Dataset records
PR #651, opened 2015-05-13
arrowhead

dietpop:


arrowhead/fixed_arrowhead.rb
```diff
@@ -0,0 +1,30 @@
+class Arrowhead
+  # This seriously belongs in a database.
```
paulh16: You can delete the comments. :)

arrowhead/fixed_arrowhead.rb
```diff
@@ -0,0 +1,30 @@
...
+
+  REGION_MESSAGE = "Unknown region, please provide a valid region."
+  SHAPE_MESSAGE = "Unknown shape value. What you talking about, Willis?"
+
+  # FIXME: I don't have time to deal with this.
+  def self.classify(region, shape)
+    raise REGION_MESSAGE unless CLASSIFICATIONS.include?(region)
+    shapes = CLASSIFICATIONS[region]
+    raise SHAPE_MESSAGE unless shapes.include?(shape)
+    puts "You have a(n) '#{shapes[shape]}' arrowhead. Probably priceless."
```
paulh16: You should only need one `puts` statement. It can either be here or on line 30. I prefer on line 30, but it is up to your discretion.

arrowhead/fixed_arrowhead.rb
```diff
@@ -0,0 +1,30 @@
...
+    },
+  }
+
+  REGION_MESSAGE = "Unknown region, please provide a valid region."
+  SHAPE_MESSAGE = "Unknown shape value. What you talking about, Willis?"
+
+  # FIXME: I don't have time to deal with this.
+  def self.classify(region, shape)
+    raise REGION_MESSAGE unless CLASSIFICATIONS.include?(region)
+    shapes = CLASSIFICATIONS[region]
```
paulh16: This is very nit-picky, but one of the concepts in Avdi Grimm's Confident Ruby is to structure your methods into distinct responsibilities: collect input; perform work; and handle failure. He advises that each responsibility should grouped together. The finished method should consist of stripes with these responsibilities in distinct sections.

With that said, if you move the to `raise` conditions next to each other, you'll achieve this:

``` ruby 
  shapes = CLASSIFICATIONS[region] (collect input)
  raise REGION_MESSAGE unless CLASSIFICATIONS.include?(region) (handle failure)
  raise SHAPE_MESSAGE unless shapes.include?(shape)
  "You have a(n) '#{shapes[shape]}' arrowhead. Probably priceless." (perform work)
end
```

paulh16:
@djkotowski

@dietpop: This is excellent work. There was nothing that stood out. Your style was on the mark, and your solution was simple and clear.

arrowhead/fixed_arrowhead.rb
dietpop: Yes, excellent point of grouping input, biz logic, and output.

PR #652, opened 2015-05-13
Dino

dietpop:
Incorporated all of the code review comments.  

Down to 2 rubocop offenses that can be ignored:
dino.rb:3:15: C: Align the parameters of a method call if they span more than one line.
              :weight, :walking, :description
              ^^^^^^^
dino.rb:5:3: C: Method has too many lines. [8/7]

Description of the task
Return, from the material above, every line with the word "opened".

Answer
PR #651, opened 2015-05-13
PR #652, opened 2015-05-13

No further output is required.